The first-year allowance of 50% for small businesses will be extended for another year, while the rate for medium sized businesses continues at 40% (Finance Bill 2007, Clause 36).


However, from 2008/09 first-year allowances will be replaced by a new Annual Investment Allowance,  under which the first £50,000 of expenditure incurred on plant each year will qualify for 100% relief. Readers with long memories will recall that an earlier form of ‘investment allowances’ were given in addition to the standard capital allowances. That is unlikely to be the case under these proposals. Details are to be confirmed but it is expected that the investment allowance will not apply to, for example, cars or the above-mentioned ‘fixtures integral to a building’. Whilst any extra relief is to be welcomed, this is of course only an acceleration of relief, £50,000 doesn’t go very far, and consequently the maximum benefit that the investment allowance affords is very limited. For larger businesses the amount is likely to be immaterial, while for a small company, it represents a present-value tax saving of around £5,000, which may well all go in paying tax at the now increased small companies’ rate.
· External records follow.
PR #954, opened 2020-09-29
Speed up `Volume.electrondensity_spin` and `Volume.wavefunction`

berquist:
Being able to remove explicit indexing and passing single points for calculating basis function amplitudes on a grid brought this code from 124 to 7 seconds, now almost completely in the Bader code:
```python
from pathlib import Path
from cclib.method import Bader, volume
from cclib.io import ccread
import numpy as np

path_data = Path("/home/eric/development/cclib_berquist/test/method/hf.out")
data = ccread(str(path_data))
vol = volume.Volume((-6, -6, -6), (6, 6, 6), (0.2, 0.2, 0.2))
analysis = Bader(data, vol)
analysis.calculate()
np.testing.assert_allclose(analysis.fragcharges, [10.58407202, 0.35639819], atol=1.0e-8)
```
and the non-regression test suite time from 547 to 214 seconds.

The current breakdown for non-regression test times is:
```
55.73s call     test_method.py::BaderTest::test_symms_benzene                                                                                                                
33.80s call     test_method.py::HirshfeldTest::test_water_charges                                                                                                            
18.47s call     test_method.py::HirshfeldTest::test_chgsum_co
7.84s call     test_method.py::DDEC6Test::test_water_charges
7.72s call     test_data.py::test_all[parsers0-modules0-True-False-40-True-True]
6.30s call     test_method.py::HirshfeldTest::test_chgsum_h2
5.72s call     test_method.py::BaderTest::test_chgsum_hf
5.33s call     test_method.py::DDEC6Test::test_chgsum_co
2.77s call     test_method.py::DDEC6Test::test_chg_nh3
1.68s call     test_method.py::BaderTest::test_val
```
and everything else took less than a second each.

### DIFF
--- a/cclib/method/volume.py
+++ b/cclib/method/volume.py
@@ -62,10 +62,23 @@ if _found_pyquante:
 
         return bfs
 
-    # Small wrapper PyQuante & pyquante2 function that evaluates basis function on a given point
-    # Used in both `wavefunction` and `electrondensity`
     def pyamp(bfs, bs, points):
-        # 1D numpy array with size 1 is returned from __call__ here.
+        """Wrapper for evaluating basis functions at one or more grid points.
+
+        Parameters
+        ----------
+        bfs : list
+            List of PyQuante 1 `CGBFs`s (contracted Gaussian basis functions).
+        bs : int
+            Index into the list of CGBFs for the basis function to evaluate.
+        points : numpy.ndarray
+            An [n, 3] array of `n` Cartesian grid points on which to evaluate the basis function.
+
+        Returns
+        -------
+        out : numpy.ndarray
+            An [n, ] array of the requested basis function's value on each grid point.
+        """
         mesh_vals = numpy.zeros(len(points))
         for i in range(len(points)):
             mesh_vals[i] = bfs[bs].amp(points[i][0], points[i][1], points[i][2])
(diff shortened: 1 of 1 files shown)


langner:
Did you want to get this into v1.6.4?

berquist:
I do want this for 1.6.4. I think it's fine as-is, but was trying to speed up the Python 2 implementation. Right now, Travis takes < 12 minutes for Python 3 and 15 minutes for Python 2. I think this is because the PyQuante 1 code isn't vectorized. I monkey-patched it with the vectorized implementation taken from PyQuante 2, only to find that the DDEC6 test for H2 never terminates: the loop inside https://github.com/cclib/cclib/blob/67be86feb8d97eb123c268b86323afec008d6dc5/cclib/method/ddec.py#L699 when called from `condition_densities` because it stays stuck at zero, where in the Python 3 implementation it's just barely above (~1e-17). I've managed to trace this back to the CGBFs themselves. There are two issues:
1. PyQuante 1 uses a different Angstrom-to-bohr conversion factor than in `cclib.utils.convertor`. I fixed this by removing the need for `cclib2pyquante` like this PR already did for PyQuante 2/Python 3.
2. The contraction coefficients are slightly different. Since they're used directly from `ccdata.gbasis`, the only explanation is that the routine which normalizes the contraction coefficients is different. There's actually a comment in the PyQuante 2 code wondering if it's correct. Though, this doesn't explain why switching to a vectorized method for putting basis functions on a grid would change the result to begin with.

Unless we want to speed up CI time for a language that will eventually be removed anyway, I won't debug this further and will just leave the implementation as-is.

shivupa:
Yeah it seems like wasted effort to try to optimize the python 2 further. I can review this later today.

shivupa (approved):

langner:
> Yeah it seems like wasted effort to try to optimize the python 2 further. I can review this later today.

Agreed. At this point I'm OK with _slowing down_ Python 2 :)

PR #955, opened 2020-09-30
Print tracebacks by default when running regression tests

shivupa:
This is a draft PR to add the traceback flag to pytest as mentioned [here](https://github.com/cclib/cclib/pull/945#issuecomment-701054430) .

### DIFF
--- a/test/regression.py
+++ b/test/regression.py
@@ -3294,7 +3294,7 @@ def make_regression_from_old_unittest(test_class):
     return old_unit_test
 
 
-def test_regressions(which=[], opt_traceback=False, regdir=__regression_dir__, loglevel=logging.ERROR):
+def test_regressions(which=[], opt_traceback=True, regdir=__regression_dir__, loglevel=logging.ERROR):
 
     # Build a list of regression files that can be found. If there is a directory
     # on the third level, then treat all files within it as one job.


shivupa:
@berquist I am confused about this now. I think running pytest without the `--terse` flag gives what I would expect to happen with the `--traceback` flag. 

`python -m pytest -v  --capture=no --cov=cclib --cov-report=term --cov-report=html  test` vs `python -m pytest -v  --capture=no --cov=cclib --cov-report=term --cov-report=html  --terse test`

On another note the reason the traceback flag currently errors is because the `test_all` function in `test/test_data.py` doesn't accept a traceback flag. It does accept terse and silent flags which I think behave similarly. Regression tests do accept a traceback flag.

travis/run_pytest.bash
```diff
@@ -5,8 +5,8 @@
 
 set -euxo pipefail
 
-python -m pytest -v --capture=no --cov=cclib --cov-report=term --cov-report=html --terse test
+python -m pytest -v --traceback --capture=no --cov=cclib --cov-report=term --cov-report=html --terse test
```
berquist, line 8: I would stick this at the end as an attempt to differentiate between `pytest` flags and cclib flags.

test/conftest.py
```diff
@@ -56,6 +57,7 @@ def pytest_generate_tests(metafunc):
         metafunc.parametrize("modules", [{p: all_modules[p] for p in module_names}])
         metafunc.parametrize("terse", [metafunc.config.getoption("--terse")])
         metafunc.parametrize("silent", [metafunc.config.getoption("--silent")])
+        metafunc.parametrize("traceback", [metafunc.config.getoption("--traceback")])
```
berquist, line 60: This actually needs to go under a new block, `if metafunc.function.__name__ == "test_regressions"` and I think it'll be `opt_traceback`: https://github.com/cclib/cclib/blob/67be86feb8d97eb123c268b86323afec008d6dc5/test/regression.py#L3294
and you'll probably get the cryptic "default argument" error I was getting.

berquist:
We agreed that a better solution is to remove the option and change the default of `opt_traceback` to `True`.

berquist (approved):

PR #956, opened 2020-10-11
Extend pyscf bridge to handle MOs

amandadumi:
This pull request aims to enable the conversion of additional cclib data into PySCF formatted objects.
There are two ways I imagined going about this. The first would be to create the objects from the ground up in cclib. The second would take advantage of the Molden writer in cclib and Molden parser in PySCF. 
I've gone with the latter since the bridge is compact and the Molden parser of PySCF handles AO ordering and normalization requirements ([specifically, the Cartesian orbitals are not normalized in PySCF.](https://sunqm.github.io/pyscf/_modules/pyscf/tools/molden.html)) 

One change that was required  in the Molden writer. The addition of the SYM label of each MO as 'A' was added in the case the they are not present in the cclib data. This was to accommodate PySCF  as they use the SYM label to distinguish between orbitals. 

What are your thoughts?

### DIFF
--- a/cclib/bridge/__init__.py
+++ b/cclib/bridge/__init__.py
@@ -27,4 +27,6 @@ if find_package("ase"):
 if find_package("iodata"):
     from cclib.bridge.cclib2horton import makehorton
 
+if find_package("pyscf"):
+    from cclib.bridge.cclib2pyscf import makepyscf, makepyscf_mos
 del find_package
--- a/cclib/bridge/cclib2pyscf.py
+++ b/cclib/bridge/cclib2pyscf.py
@@ -13,6 +13,9 @@ import numpy as np
 l_sym2num = {"S": 0, "P": 1, "D": 2, "F": 3, "G": 4}
 
 
+class MissingAttributeError(Exception):
+    pass
+
 _found_pyscf = find_package("pyscf")
 if _found_pyscf:
     from pyscf import gto
@@ -26,14 +29,24 @@ def _check_pyscf(found_pyscf):
 def makepyscf(data, charge=0, mult=1):
     """Create a Pyscf Molecule."""
     _check_pyscf(_found_pyscf)
+    # if hasattr(data, "gbasis"):
+    #     basis = 
+    inputattrs = data.__dict__
+    required_attrs = {"atomcoords", "atomnos"}
+    missing = [x for x in required_attrs if not hasattr(data, x)]
+    if missing:
+        missing = " ".join(missing)
+        raise MissingAttributeError(
+            "Could not create pyscf molecule due to missing attribute: {}".format(missing)
+        )
     mol = gto.Mole(
-        atom=[
-            ["{}".format(data.atomnos[i]), data.atomcoords[-1][i]]
-            for i in range(data.natom)
+    atom=[
+        ["{}".format(data.atomnos[i]), data.atomcoords[-1][i]]
+        for i in range(data.natom)
         ],
-        unit="Angstrom",
-        charge=charge,
-        multiplicity=mult,
+    unit="Angstrom",
+    charge=charge,
+    multiplicity=mult  
     )
     inputattr = data.__dict__
     pt = PeriodicTable()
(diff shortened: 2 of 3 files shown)


shivupa:
Can you break the change to the molden writer out to a separate PR. That seems necessary and can go in before the additional cclib->pyscf stuff

amandadumi:
Yeah! That's no problem.

cclib/io/moldenwriter.py
```diff
@@ -161,14 +161,15 @@ def _mo_from_ccdata(self):
         if hasattr(self.ccdata, 'mosyms'):
             has_syms = True
             syms = self.ccdata.mosyms
+        else:
```
berquist, line 164: Can you rebase this on top of master? These changes already got merged in from your other PR.

cclib/bridge/cclib2pyscf.py
```diff
@@ -22,12 +24,55 @@ def _check_pyscf(found_pyscf):
...
     _check_pyscf(_found_pyscf)
-    mol = gto.Mole(
-        atom = [['{}'.format(atomnos[i]),atomcoords[i]] for i in range(len(atomcoords))],
-        unit="Angstrom",
-        charge=charge,
-        multiplicity=mult
-    )
-    return  mol
-  
+    # See what can be parsed:
```
berquist, line 27: Can you revert the changes to `makepyscf`? It looks like they aren't used right now.

cclib/bridge/cclib2pyscf.py
```diff
@@ -22,12 +24,55 @@ def _check_pyscf(found_pyscf):
...
+    ----
+    data: cclib data object from parsed output file
+
+    Returns:
+    ----
+    mol: a pyscf molecule object
+        a molecule object that consists of available data in Molden file.
+    pyscf_data: dictionary
+        a dictionary of additional values returned in an appropriate format for use in PySCF. 
+        If available in ccdata, the following objects are available in the dictionary, otherwise, values are None
```
berquist, line 57: Missing a listing of attributes?

cclib/bridge/cclib2pyscf.py
```diff
@@ -22,12 +24,55 @@ def _check_pyscf(found_pyscf):
...
+    temp.write(mldn_obj)
+    temp.seek(0)
+    (
+        mol,
+        pyscf_data["mo_energy"],
+        pyscf_data["mo_coeff"],
+        pyscf_data["mo_occ"],
+        pyscf_data["irrep_labels"],
+        pyscf_data["spins"],
+    ) = tools.molden.load(temp.name)
```
berquist, line 73: I enjoy this hack. I don't think we should test PySCF heavily, but can you add a small test to check the contents of `pyscf_data` members against the cclib equivalents?

berquist (changes requested):

cclib/bridge/cclib2pyscf.py
amandadumi: Do you mean to define the data types within the dictionary argument?

cclib/bridge/cclib2pyscf.py
amandadumi: yes! That's no problem, just wanted to make sure the hack was acceptable before writing the tests. Should have these done shortly. Thanks for the feedback.

cclib/bridge/cclib2pyscf.py
berquist: It was more of the docstring implying that there would be some description of the attributes available in the dictionary. But I think I understand on second read: if the right attributes are present in the `ccData` object, the dict will be populated, otherwise it'll be empty (not `None`, or are they empty lists? not clear from the pyscf code).

Actually, rather than going through the MOLDEN writer (which may be lossy), why not copy https://github.com/pyscf/pyscf/blob/7a57d2f37184ea4cd3b52a590c945197b084f66d/pyscf/tools/molden.py#L272 here?

cclib/io/moldenwriter.py
amandadumi: Rebased on top of master, no changes to `moldenwriter` in this pull request.

cclib/bridge/cclib2pyscf.py
amandadumi: That sounds like a a plan. 
I think what will make sense is to first add the ability to the `make_pyscf` function to handle setting up the basis of the molecule if `ccdat['gbasis']` is present, as the basis information is stored within the molecule object. This second function will serve to set up the  MO related internally. 

I'll just need a bit of time to figure out the cleanest way to convert the data to PySCF.

amandadumi:
Hello! I was able to get the MOs parsed and working with PySCF. However, these changes are based off the work in #975 , so please feel free to give any feedback on the MO portion, but **do not merge** until 975 has been addressed.

shivupa:
Hi sorry for the delay #975 is now in!

berquist:
I'm getting the same error locally with pyscf 1.7.6 from their conda channel.

cclib/bridge/__init__.py
```diff
@@ -27,4 +27,6 @@
 if find_package("iodata"):
     from cclib.bridge.cclib2horton import makehorton
 
+if find_package("pyscf"):
+    from cclib.bridge.cclib2pyscf import makepyscf, makepyscf_mos
```
langner, line 31: Do you think we will need to continue to support two version, or do you see these merging in the future?

amandadumi: This is a good questions. Since pyscf stores the molecule object separate from the mo_coeff object, I thought this might be a cleaner solution in cases where one may only want a molecule object. The alternative could be the makepyscf function returning either one or two things. The molecule object could be returned in the case that mocoeffs are not present in the cclib data. Otherwise the function could return both the molecule object and the mo_coeff object.

Is there a way you would prefer or maybe another way I haven't considered?

cclib/bridge/cclib2pyscf.py
```diff
@@ -54,7 +67,65 @@ def makepyscf(data, charge=0, mult=1):
...
+            mo_coeff_b = np.einsum('i,ij->ij', np.sqrt(1/s.diagonal()), mo_coeff_b)
+            mo_occ = np.zeros((2,ccdata.nmo))
+            mo_occ[0,:ccdata.homos[0]+1] = 1
+            mo_occ[1,:ccdata.homos[1]+1] = 1
+            mo_coeffs = np.array([mo_coeff_a,mo_coeff_b])
+            if hasattr(ccdata, 'mosyms'):
+                mo_syms = ccdata.mosyms
+            else:
+                mo_syms = np.full_like(ccdata.moenergies, 'A', dtype=str)
+            mo_energies = ccdata.moenergies
```
berquist, line 122: This is in eV, not hartree, so you probably want to convert here and mention the units in the docstring.

amandadumi: Oh yes, thank you! Will do.

cclib/bridge/__init__.py
berquist: I think this is fine, since I operate under the assumption that PySCF is a rapidly moving target...

berquist (approved):
Thanks for being patient! Make more PRs to update this in the even that PySCF changes...

PR #1001, opened 2021-01-11
Expanded Turbomole Functionality

oliver-s-lee:
For Turbomole:
 - Added support for some new attributes
 - Expanded support for some existing attributes
 - New test data


shivupa:
Hi! First sorry for the delay on this. We were working out a continuous integration migration which took a very long time. 

Seeing this many `@skipForParser('Turbomole', 'The parser is still being developed so we skip this test')` removed makes me very happy. At first glance this looks like a great contribution. 

However this is a huge PR however and we need to work out a plan to get this in. I am thinking the most reasonable approach is:
1. A PR containing only the job output files (no changes to the code)
2. A PR adding the basis parsing + any applicable associated tests
3. A PR adding the electrostatic moments parsing + any applicable associated tests
4. A PR adding the MO parsing + any applicable associated tests
5. Gradients + tests
6. Geom opt
7. MO parsing <- this adds an attribute so this might require discussion
8. MP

Business premises renovation allowance

Finance Act 2005 paved the way for a 100% allowance for the cost of converting or renovating property to bring it back into business use. It has now been announced that, following the granting of state aid approval, this allowance will be available from 11 April 2007. The allowance is available provided that strict criteria are met, chief among which are: 



This allowance has little to fault it, except perhaps its restriction to designated areas, but it sits uneasily alongside the negative measures announced in this year’s Budget, in particular the fact that a rise in the number of vacant business premises cannot be ruled out in consequence of the abolition of industrial buildings allowances. It will have little impact on the majority of businesses.


More businesses are expected to suffer as a result of Budget changes to the capital allowances system than will benefit. Allowances will be harder to come by and it is even more essential to maximise claims for plant allowances, and to do so without delay, before the Budget changes take full effect.